TU walks a very fine line on access issues, I'll be interested to hear their response. I already know where some of these groups are going to fall. This is political cover so they can publicly endorse, what they already endorse behind the scenes. 

Don't be fooled sportsmen, this will tell you a lot about the intentions of those that claim to speak for you.


----------



## utahgolf (Sep 8, 2007)

unreal how Republican leadership can manipulate it's constituency with such ease. Take a picture with a gun and throw on a cowboy hat or belt buckle and you've duped most people! I tell ya they are better than hollywood when it comes to producing an image and narrative.


----------



## GaryFish (Sep 7, 2007)

I don't give either guy enough credit to intentionally schedule anything over the top of the archery opener. And really, that doesn't take out nearly as many folks as you'd like to think. And there will always be a conflict. 

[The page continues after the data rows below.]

PR #61917, opened 2025-11-06
Add additional definitions to JSSymbol

nex3:

---

<details>

</details>


srujzs:
You may need to resolve conflicts before gerrit picks up the latest commit as a patch that we can CQ+1 on.

nex3:
Working on it, but unfortunately that means I need to do a bunch of recompiling so I can regenerate accurate IR tests. (Do these things really get a bunch of opaque numbers updated every time someone touches the JS interop library?)

nex3:
Merge conflicts resolved.

srujzs:
> (Do these things really get a bunch of opaque numbers updated every time someone touches the JS interop library?)

dart2wasm emits JS methods that then makes the desired interop call for each *unique* interop method. To minimize code size, we just use a monotonically increasing number. I'm guessing they all increased by 18 because we added 18 interop methods (although I count only 17?).

What is surprising though is that we include all the SDK interop members even if they don't get used.

----

We add generated interop procedures into the `Library` that declares the interop member here: https://github.com/dart-lang/sdk/blob/7bb5e4c19246a8b15f8083f15cafb282b11d24f4/pkg/dart2wasm/lib/js/method_collector.dart#L34.

When we're emitting the JS module, we iterate over all the `Library`s in the program that have import or export pragmas: https://github.com/dart-lang/sdk/blob/7bb5e4c19246a8b15f8083f15cafb282b11d24f4/pkg/dart2wasm/lib/functions.dart#L44.

Importantly, in this later step, interop procedures that were not called in user libraries are no longer contained in the `Library` node. I have to assume TFA removed these procedures, but it isn't clear why it doesn't remove unused members in the SDK. @mkustermann, is this WAI? Does TFA not tree-shake SDK members?

mkustermann:
> I have to assume TFA removed these procedures, but it isn't clear why it doesn't remove unused members in the SDK. @mkustermann, is this WAI? Does TFA not tree-shake SDK members?

The reason for those changes to the IR tests is that
* We [run](https://github.com/dart-lang/sdk/blob/9cab17f37cc9fd2976f80d807413ddfdd54a2b61/pkg/dart2wasm/lib/compile.dart#L442) the JS interop transformer before TFA
* It [uses](https://github.com/dart-lang/sdk/blob/9cab17f37cc9fd2976f80d807413ddfdd54a2b61/pkg/dart2wasm/lib/js/method_collector.dart#L24) simple increasing number naming scheme
* TFA tree shakes unused members
* We are left with `_<number>` JS imports that have holes in them

An easy way to fix this would be to rename those static methods after running TFA.

srujzs:
Right, we generate `Procedure`s (with pragmas) and their corresponding `_<number>` JS imports for every interop method, used or unused. We add the `Procedure` to the interop member's declaring library. This generation and addition happens during the JS interop transformations and the imports are stored as strings to be included in the module later.

But later, after TFA, we take the set of JS imports/strings, and only include them in the output JS module if the corresponding `Procedure` (with the associated pragma) is marked as "used":

https://github.com/dart-lang/sdk/blob/0e9676ea1ff0e02a76c2cbb7ff05bee0f5588a0d/pkg/dart2wasm/lib/js/runtime_generator.dart#L59

The set of "used" `Procedure`s come from here:

https://github.com/dart-lang/sdk/blob/0e9676ea1ff0e02a76c2cbb7ff05bee0f5588a0d/pkg/dart2wasm/lib/functions.dart#L348

and they're marked as used here:

https://github.com/dart-lang/sdk/blob/0e9676ea1ff0e02a76c2cbb7ff05bee0f5588a0d/pkg/dart2wasm/lib/functions.dart#L62

However, they don't get marked if they don't exist in the post-TFA AST:

https://github.com/dart-lang/sdk/blob/0e9676ea1ff0e02a76c2cbb7ff05bee0f5588a0d/pkg/dart2wasm/lib/functions.dart#L44

I see the `Procedure`s we generated for unused user interop methods no longer in this post-TFA AST, but I still see the `Procedure`s for unused SDK interop methods in the post-TFA AST. I'm curious as to why why those `Procedure`s still exist in the AST.

It doesn't look like this is specific to the test suite as a local program has the same behavior. There aren't that many members in `dart:js_interop` for this to add considerable code size to the JS module, but it does mean every JS interop member we add to that library today is expanding the JS module, regardless of whether the member is used.

mkustermann:
Firstly, this discussion was triggered due to https://github.com/dart-lang/sdk/commit/9947e20c364ae5cbca1b2afcf6eb379f1fdef4c8  which e.g. modified the IR test for `pkg/dart2wasm/test/ir_tests/interop.bool.dart` and the question came up why tests needed updating, the reason being https://github.com/dart-lang/sdk/pull/61917#issuecomment-3709844352. There don't seem to be any changes to the wasm/mjs files except for the number changes. Also the kernel AST after TFA seems to be the same modulo different numbers.

> I see the Procedures we generated for unused user interop methods no longer in this post-TFA AST, but I still see the Procedures for unused SDK interop methods in the post-TFA AST. I'm curious as to why why those Procedures still exist in the AST.

I assume this is unrelated to https://github.com/dart-lang/sdk/commit/9947e20c364ae5cbca1b2afcf6eb379f1fdef4c8?

Which unused SDK interop methods you see in post-TFA AST? Could you describe what you compile and what you see post-TFA that you don't expect?

srujzs:
Okay, so I tried to reproduce what I saw (where unused SDK interop members are in the `.mjs` file) when I first posted that comment....and I can't reproduce it. 🙃 I tried rebasing to when I posted that comment and still nothing. So I'm not sure what factors led me to see that, but anyways, nothing to do. Sorry for the noise!

Re: Natalie's CL, the increment differences are inevitable unless we do something smarter with the JS string naming scheme because the JS strings are determined before tree-shaking. I guess we can hash the name of the member, but then there are possible collisions to worry about. So nothing to do there either unless updating expectation files gets particularly annoying. My other comments stemmed from investigating the test changes.

PR #62073, opened 2025-11-23
Add tests covering more cases for Uri.resolve

stof:
As part of the scssphp project (which is a PHP port of dart-sass), I had to implement the `Uri.resolve` API of Dart in PHP (as this API does not implement only the RFC3986 resolution but more cases). My initial work used a testsuite ported from the Dart SDK tests but collecting code coverage on my PHP code revealed that those tests were far from covering all non-RFC3986 cases. It missed several cases:

- schemeless base URIs (for which the resolution is derived from the RFC3986 behavior)
- base URIs with a scheme but not authority
- base URIs with an empty path
- base URIs being an absolute path
- base URIs with only a query string
- base URIs being a relative path, resolving a reference that is _not_ a relative path

This is adding tests covering all those cases.

---

<details>

</details>

### DIFF
--- a/tests/corelib/uri_test.dart
+++ b/tests/corelib/uri_test.dart
@@ -131,12 +131,47 @@ void testUriPerRFCs() {
   // Additional tests (not from RFC 3986).
   testResolve("http://a/b/g;p/h;s", "../g;p/h;s");
 
+  base = Uri.parse("http://a?q");
+  testResolve("http://a?p", "?p");
+  testResolve("http://a/b/c", "b/c");
+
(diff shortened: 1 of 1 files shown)


lrhn:
ACK. The more supported cases are resolution against a base that is not a full URI, just a URI reference.

Some choices were made to support those, like allowing a resolution against a relative path to end up with leading `../`.

stof:
Note that I'm not doing any choice there. Those are tests covering the _existing_ behavior of the implementation.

My thought is that congress is on a month long August recess, so really,not a lot can happen. 

One thing we need to figure out here, is first, hunters and fishers are out-numbered in Utah. And so is our economic impact of hunting on public lands. Much as I hate to admit it, if every tag in the state were given over to CWMUs, (basically making this Texas), every tag would be sold. And tags would cost several times more than they do now, and more people would make more money over all of it than happens through all the public lands hunting. 

Preserving public lands in the public trust is not an economically good thing to do no matter how you slice it. And it pains me to say that. But it is the right thing to do for so many reasons. But that is going to require a leader willing to do the right thing for the sake of doing the right thing. Period. And we sure haven't had one of those around for a very, very, very long time.


----------



## Catherder (Aug 2, 2008)

A few comments off the top of my soft head.

1.


utahgolf said:


> Take a picture with a gun and throw on a cowboy hat or belt buckle and you've duped most people!


You are correct on your assessment, but I do have to ask. Is the politician to be faulted for this or the mindless electorate that stupidly falls for this schtick?

2. RE"One thing we need to figure out here, is first, hunters and fishers are out-numbered in Utah. And so is our economic impact of hunting on public lands."

Perhaps fly fishermen alone, duck hunters alone, mountain bikers alone, hikers alone, campers alone, are not, but what do you have if you put all of the outdoor recreationalists together? You have a very potent economic force in this state. One that is growing, even though some subsets, like hunting may not be. And the groups all benefit *economically* from access to readily available *public* land. One lesson that came out of the stream access battle was that the combined use of public waterways was an extremely potent economic force, far more than I ever dreamed before the initial battle.

An easily cited example of this is the outdoor retailer show. Losing just that convention would cause the state some real economic pain. Suppressing the underlying industries would be far worse.

3. RE" Preserving public lands in the public trust is not an economically good thing to do no matter how you slice it. "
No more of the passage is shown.